- French theatrical release poster
- Directed by: Patrice Leconte
- Written by: Patrice Leconte Claude Klotz
- Produced by: Thierry de Ganay
- Starring: Jean Rochefort Anna Galiena
- Cinematography: Eduardo Serra
- Edited by: Joëlle Hache
- Music by: Michael Nyman
- Distributed by: AMLF
- Release date: 3 October 1990;
- Running time: 82 minutes
- Country: France
- Language: French
- Box office: $2.71 million

= The Hairdresser's Husband =

The Hairdresser's Husband (Le Mari de la coiffeuse) is a 1990 French comedy-drama film written by Patrice Leconte and Claude Klotz, and directed by Leconte. Jean Rochefort stars as the title character.

The film received the Prix Louis Delluc. In 1991 it was nominated for "Best Foreign-Language Film" in the British Academy Film Awards.

==Synopsis==
The film begins with a flashback from the titular character, Antoine. We are introduced to his fixation with female hairdressers which began at a young age. The film uses flashbacks throughout and there are frequent parallels drawn with the past. Though Antoine tells Mathilde that "the past is dead", his life is evidence that on some level the past repeats itself. As a young boy he fantasised about a hairdresser who died by suicide and as a man in his 50s he begins an affair with a hairdresser which ends after ten years in her suicide. However, there are differences: Mathilde dies by suicide because she is so happy she is afraid of the happiness she has found with Antoine ending.

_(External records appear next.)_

PR #238, opened 2023-09-25
[CI] Fix static cord binary's dependency

roynrishingha:
This is a temporary fix by downgrading the runner-os. In future we need proper packaging solution to perfectly resolve this issue.

### DIFF
--- a/.github/workflows/release.yml
+++ b/.github/workflows/release.yml
@@ -1,22 +1,37 @@
+# A binary will be released when we push into any `release` branch
+# and/or we release it manually when we need.
+#
 name: release
 
 on:
   push:
     branches:
       - "release*"
+    tags:
+      - "v*.*.*"
+  workflow_dispatch:
+
+defaults:
+  run:
+    shell: bash
+
+env:
+  RUST_BACKTRACE: 1
+  CARGO_TERM_COLOR: always
 
 jobs:
   x86_64:
-    runs-on: ubuntu-22.04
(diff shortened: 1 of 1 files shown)


roynrishingha:
@smohan-dw @amarts waiting review.

.github/workflows/release.yml
```diff
@@ -48,7 +63,7 @@ jobs:
           if [ -n "$BINARY_PATH" ]; then
             BRANCH_NAME=$(echo "${{ github.ref }}" | sed 's/refs\/heads\///')
             ARCHITECTURE=$(uname -m)
-            BINARY_NAME="cord-${BRANCH_NAME}-${ARCHITECTURE}-ubuntu-22.04"
+            BINARY_NAME="cord-${BRANCH_NAME}-${ARCHITECTURE}"
```
smohan-dw, line 66: Having different names for the binaries will break the tooling layer. Rather than building distribution-specific binaries, we should release distribution-specific packages. That workflow can be moved to another repo, as the package releases only need to happen after we tag a release candidate.

roynrishingha: This specific naming suggestion initially came from Amar. When a user downloads the binary our documentation force them to rename it directly to cord therefore tooling will keep working.

smohan-dw: That was long back. Since we are planning to move release activities to a separate repo, we don't need to make this change here. Safe to close this PR.

PR #239, opened 2023-09-27
Update Chain Storage Structure of Pallet Stream

roynrishingha:
- Add a new `StorageDoubleMap` named `UniqueProofs`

We are unsure what Antoine has done with his life; we know, however, that he has fulfilled his childhood ambition: to marry a hairdresser. The reality proves to be every bit as wonderful as the fantasy and the two enjoy an enigmatic, enclosed and enchanting relationship. The final sequence shows Antoine, in the salon, dancing to Eastern music just as he has done throughout his life. His last line is the enigmatic comment that the hairdresser will return.

==Cast==
- Jean Rochefort as Antoine
- Anna Galiena as Mathilde
- Roland Bertin as Antoine's father
- Maurice Chevit as Ambroise Dupré dit Isidore Agopian
- Jacques Mathou as Mr. Chardon
- Philippe Clévenot as Morvoisieux
- Anne-Marie Pisani as Madame Shaeffer
- Albert Delpy as Donecker
- Michèle Laroque as Adopted Child's Mother

==Reception==
The film received the 1990 Prix Louis Delluc, which it shared with Le Petit Criminel by Jacques Doillon. American film critic Roger Ebert added this to his "Great Movies" list on January 27, 2010. The film was nominated for the Grand Prix of the Belgian Syndicate of Cinema Critics.

==Home media==
The Hairdresser's Husband was released on DVD by Umbrella Entertainment in April 2011. The DVD is compatible region code 4.

==Soundtrack==

The soundtrack was composed by Michael Nyman and also contains a great deal of Middle Eastern popular music. It was first released as an album in Japan by Soundtrack Listeners Communications (SLC) September 21, 1992, and has subsequently been released elsewhere.